Another finding indicates that controlled FBG is more concentrated among individuals with lower SES in areas with low prevalence. This could be attributed to the decreased demand in regions with low prevalence, potentially leading to increased accessibility to medical services for individuals with lower SES. Consequently, individuals with lower SES may find it easier to utilize the available medical services provided by healthcare centers.

The clear gradient in diabetes control across socioeconomic quintiles, especially noted in the significant findings for the Triple target, FBG, and HbA1c levels, underscores a crucial insight: socioeconomic status plays a significant role in the management of diabetes.

The persistence of this gradient across multiple models, even after adjusting for age, sex, and education, highlights the complex interplay between socioeconomic factors and health, suggesting that barriers to diabetes control extend beyond individual health behaviors to encompass broader social and economic factors.

The richest quintile’s significantly higher odds of achieving the Triple target in the crude model reflect the broad advantages conferred by higher SES, including better access to care and resources necessary for effective diabetes management.

The consistent significance of higher quintiles, particularly the fourth, in improving FBG control across all models, emphasizes the necessity for targeted healthcare strategies that address SES disparities. This finding is critical for healthcare providers and policymakers, suggesting that interventions focusing on middle to lower SES groups could yield substantial improvements in diabetes outcomes.

Furthermore, the robust association between higher SES and better HbA1c control, especially significant in the higher quintiles across all models, highlights the impact of socioeconomic factors on glycemic control. This relationship suggests that beyond medical treatment, addressing social determinants of health is vital for effective diabetes management.
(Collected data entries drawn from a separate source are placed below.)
PR #586, opened 2024-02-02
Remove indexer from workload config

rsevilla87:
## Type of change

- [ ] Refactor
- [ ] New feature
- [x] Bug fix
- [x] Optimization
- [ ] Documentation Update

## Description

The Indexer field from the workloads.Config  struct, this field is not necessary, we should use the value of the configuration file rather than relying on a field set on this structure.

This PR is part of a bug fix that happens when using a configuration file in the ocp-wrapper with an indexer in the configuration file and a workload is executed w/o passing es-server/es-index/local-indexing

- Related Issue https://github.com/kube-burner/kube-burner-ocp/issues/7


vishnuchalla (approved):
lgtm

These findings collectively highlight the need for comprehensive strategies that consider socioeconomic disparities in diabetes care. Healthcare policies must focus on reducing these gaps through targeted interventions, such as improving access to diabetes education and healthcare services for lower SES groups and supporting programs that address the broader determinants of health. Addressing these disparities is crucial for achieving more equitable health outcomes and underscores the importance of integrating social and economic support into diabetes care strategies.
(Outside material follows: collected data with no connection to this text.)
PR #593, opened 2024-02-14
Make measurement indexing not a blocking operation

### LINKED ISSUE #589: [RFE] Don't restart measurements on each job
With the current implementation, kube-burner restarts all measurements on a job basis, this behavior doesn't have much sense, ideally we'd like to take these observations during the whole duration of the benchmark.

**Alternatives**

Restarting the measurement's controllers does not consume much time, however indexing the metrics do, rather than prevent restarting the measurements maybe we should index the metrics on a non blocking way (in background) so that the benchmark can continue without this interruption

rsevilla87:
## Type of change

- [ ] Refactor
- [ ] New feature
- [ ] Bug fix
- [x] Optimization
- [ ] Documentation Update

## Description

Indexing measurement metrics is not a blocking operation anymore, subsequent jobs don't have to wait for the metrics to be indexed, some changes were required to prevent race conditions when we restart measurements and the metrics hasn't been indexed yet.

- Related Issue #
- Closes #589

### DIFF
--- a/pkg/burner/job.go
+++ b/pkg/burner/job.go
@@ -85,7 +85,7 @@ func Run(configSpec config.Spec, prometheusClients []*prometheus.Prometheus, ale
 	var rc int
 	var executedJobs []prometheus.Job
 	var jobList []Executor
-	var gcWg sync.WaitGroup
+	var msWg, gcWg sync.WaitGroup
 	embedFS = configSpec.EmbedFS
 	embedFSDir = configSpec.EmbedFSDir
 	errs := []error{}
@@ -97,8 +97,15 @@ func Run(configSpec config.Spec, prometheusClients []*prometheus.Prometheus, ale
 	log.Infof("🔥 Starting kube-burner (%s@%s) with UUID %s", version.Version, version.GitCommit, uuid)
 	go func() {
 		var innerRC int
-		measurements.NewMeasurementFactory(configSpec, indexer, metadata)
+		measurements.NewMeasurementFactory(configSpec, metadata)
 		jobList = newExecutorList(configSpec, uuid, timeout)
+		for _, job := range jobList {
+			if job.PreLoadImages && job.JobType == config.CreationJob {
+				if err = preLoadImages(job); err != nil {
+					log.Fatal(err.Error())
+				}
+			}
+		}
 		// Iterate job list
 		for jobPosition, job := range jobList {
 			var waitListNamespaces []string
@@ -116,11 +123,6 @@ func Run(configSpec config.Spec, prometheusClients []*prometheus.Prometheus, ale
 			}
 			discoveryClient = discovery.NewDiscoveryClientForConfigOrDie(restConfig)
 			DynamicClient = dynamic.NewForConfigOrDie(restConfig)
-			if job.PreLoadImages && job.JobType == config.CreationJob {
-				if err = preLoadImages(job); err != nil {
-					log.Fatal(err.Error())
-				}
-			}
 			currentJob := prometheus.Job{
 				Start:     time.Now().UTC(),
 				JobConfig: job.Job,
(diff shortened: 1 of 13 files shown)


pkg/measurements/types/types.go
```diff
@@ -58,8 +57,6 @@ type Measurement struct {
 	PProfInterval time.Duration `yaml:"pprofInterval"`
 	// PProfDirectory output directory
 	PProfDirectory string `yaml:"pprofDirectory"`
-	// Pod latency metrics to index
-	PodLatencyMetrics latencyMetric `yaml:"podLatencyMetrics"`
```
rsevilla87, line 62: This parameter is useless, it was created for the ocp wrapper and is not using it anymore

pkg/prometheus/prometheus.go
```diff
@@ -53,10 +53,10 @@ func NewPrometheusClient(configSpec config.Spec, url string, auth Auth, step tim
 }
 
 // ScrapeJobsMetrics gets all prometheus metrics required and handles them
-func (p *Prometheus) ScrapeJobsMetrics() error {
+func (p *Prometheus) ScrapeJobsMetrics(jobList ...Job) error {
```
rsevilla87, line 56: Small code optimization

pkg/util/namespaces.go
```diff
@@ -78,7 +78,6 @@ func CleanupNamespaces(ctx context.Context, clientSet *kubernetes.Clientset, lab
 }
 
 func waitForDeleteNamespaces(ctx context.Context, clientSet *kubernetes.Clientset, labelSelector string) {
-	log.Info("Waiting for namespaces to be definitely deleted")
```
rsevilla87, line 81: This log message is redundant with the log message of the caller fuction

pkg/measurements/pod_latency.go
```diff
@@ -150,14 +150,10 @@ func (p *podLatency) validateConfig() error {
 // start podLatency measurement
 func (p *podLatency) start(measurementWg *sync.WaitGroup) error {
 	defer measurementWg.Done()
-	if factory.jobConfig.JobType == config.DeletionJob {
```
rsevilla87, line 153: It's actually compatible, a user could want to delete pods from a deployment/ds and measure how long they take to be ready

pkg/burner/job.go
```diff
@@ -97,8 +97,19 @@ func Run(configSpec config.Spec, prometheusClients []*prometheus.Prometheus, ale
 	log.Infof("🔥 Starting kube-burner (%s@%s) with UUID %s", version.Version, version.GitCommit, uuid)
 	go func() {
 		var innerRC int
-		measurements.NewMeasurementFactory(configSpec, indexer, metadata)
+		mf := measurements.NewMeasurementFactory(configSpec, metadata)
```
vishnuchalla, line 100: why do we want to clone it into another variable? why not use the previous style of doing `measurements.`?

pkg/burner/job.go
```diff
@@ -97,8 +97,19 @@ func Run(configSpec config.Spec, prometheusClients []*prometheus.Prometheus, ale
...
 		jobList = newExecutorList(configSpec, uuid, timeout)
+		ClientSet, restConfig, err = config.GetClientSet(10, 20)
```
vishnuchalla, line 102: These `qps` and `burst` numbers seem a bit random to me. Can't we go ahead with default values or inputted `qps/burst` for such uncertain cases to be consistent across?

pkg/measurements/factory.go
```diff
@@ -43,32 +42,33 @@ type measurement interface {
...
+var Factory MeasurementFactory
 var measurementMap = make(map[string]measurement)
 var globalCfg config.GlobalConfig
 
 // NewMeasurementFactory initializes the measurement facture
-func NewMeasurementFactory(configSpec config.Spec, indexer *indexers.Indexer, metadata map[string]interface{}) {
+func NewMeasurementFactory(configSpec config.Spec, metadata map[string]interface{}) *MeasurementFactory {
 	globalCfg = configSpec.GlobalConfig
-	factory = measurementFactory{
+	Factory = MeasurementFactory{
```
vishnuchalla, line 55: Did we decide on changing the naming convention?

pkg/measurements/vmi_latency.go
```diff
@@ -391,29 +391,23 @@ func (p *vmiLatency) stop() error {
...
 }
 
 // index sends metrics to the configured indexer
-func (p *vmiLatency) index() {
+func (p *vmiLatency) index(indexer indexers.Indexer, jobName string) {
 	metricMap := map[string][]interface{}{
 		podLatencyMeasurement:          p.normLatencies,
 		podLatencyQuantilesMeasurement: p.latencyQuantiles,
 	}
-	if p.config.PodLatencyMetrics == types.Quantiles {
```
vishnuchalla, line 408: Does this mean, we would by default publish all the pod latency metrics along with quantiles and want to get rid of quantiles option from measurement schema?

pkg/measurements/pod_latency.go
vishnuchalla: This one sounds like the story of an update job. How do the pods that are deleted as a part of delete job come alive again?

rsevilla87: As I said in my previous comment, a user can delete the pods from a deployment created by the previous "create" job, then those pods will be recreated by k8s as they belong to a Deployment

pkg/burner/job.go
rsevilla87: I probably left this code by mistake, as I was having some issues with nil pointers, just restored the previous logic including the previous naming convention

pkg/burner/job.go
rsevilla87: Let's use the default ones, we can't use the inputted ones since they are defined within each job

pkg/measurements/vmi_latency.go
rsevilla87: correct

pkg/measurements/pod_latency.go
vishnuchalla: okay understood. 👍🏼

vishnuchalla (approved):
looks good to me.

Despite important findings, this study has certain limitations that should be acknowledged. Psychological factors and variables such as occupation, family size, smoking, body mass index, and other factors were not taken into account, potentially contributing to inequalities related to SES and impacting the study result. Additionally, the inability to access information on individual’s income led to the classification based solely on assets. Combining income and assets could have resulted in a more accurate and precise classification.

To the best of our knowledge, this is the first study to investigate the relationship between socioeconomic inequalities and T2DM in the Iranian population. The study’s strength lies in its adequate sample size.

Conclusions

This study demonstrated that diabetes care is more concentrated among individuals with higher SES while the poorer groups experience lower quality care for T2DM due to various limitations. Consequently, it is imperative to designed implement programs and interventions aimed at controlling and preventing this disease. Recommended actions may include periodic screening particularly in deprived areas, initiatives to promote physical activity and healthy diets, improvement of living conditions, and enhanced accessibility to healthcare services.